Maybe the safe choice is to announce Asynchronous Mode regardless of whether the clock ratios are known, hoping that the monitor won’t mess up with the Mvid[7:0] timestamps.
Having said all this, one can speculate that these Mvid and Nvid fields are ignored anyhow by any monitor that has a good reason to support Displayport. Recall that the goal of all this was to reconstruct the stream clock, which doesn’t make sense when Displayport is used for resolutions that DVI can’t support.
Is Mvid[7:0] really required?
This isn’t really about what the standard requires, but the question is why.
Section 2.2.2.1, which details the control symbols for framing, says that BS should be, among others
Inserted at the same symbol time during vertical blanking period as during vertical display
That’s a somewhat odd requirement, as one can’t guarantee a repeated symbol time: In the general case, the streaming clock and symbol clock don’t divide, if they are synchronous at all, and hence the line period in terms of symbol clock can’t be constant.
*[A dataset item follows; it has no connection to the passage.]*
PR #18458, opened 2023-11-01
Disconnect property changes from all pages when TabbedPage set to null

### LINKED ISSUE #18457: Forgot to remove PropertyChanged in TabbedPageManager of Element`s InternalChildren, which caused NRE
### Description

Bug is Here :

Not being so picky, it’s clear that the standard requires that the BS is timed closely to some constant position in the originating image’s line. If it can’t hit exactly the same symbol position, move it by one. And since they mention a “same symbol time”, it means that all BS symbols are transmitted like this.
Which in turn means that the number of stream clocks between one BS and another is the total number of pixels per row in the originating image (active pixels + blanking). That number is known through the MSA. So why bother sending Mvid[7:0]? The difference is always the same.
Or maybe the meaning was just that BS has to be bit-aligned in a word the same way as the other symbols? After all, BS is coded as K28.5, which is commonly used as a “comma” symbol that marks the alignment of bits into 10-bit symbols on the wire. But with this interpretation, the requirement is trivial.
Reader Comments
Hi Eli,
Great blog, great article. What I find peculiar in this pixel packing approach, is that in the blanking regions we’re basically transmitting dummy symbols (not even packed in TUs if I am not mistaken) and the whole M_vid counting is rather theoretical / arbitrary there. For example, should we still “mimic” the stuffing or should we increment M on every link clock cycle?
Moreover, if I understand correctly, things need to be set such that at each scan-line the number of stream pixels will end before the link symbols so that some margin will be left for the asynchronous corrections. What’s the size of this margin? Where would it affect the receiver? (a large margin would mean that M_vid will not change over these intervals of every line – is that an issue?)
Perhaps I am confused about who this control-flow mechanism work in the async mode..
Thanks.
I’m sorry, but it was two years ago, and I’ve been lucky enough not to deal with Displayport since. So I don’t remember much about it at the moment.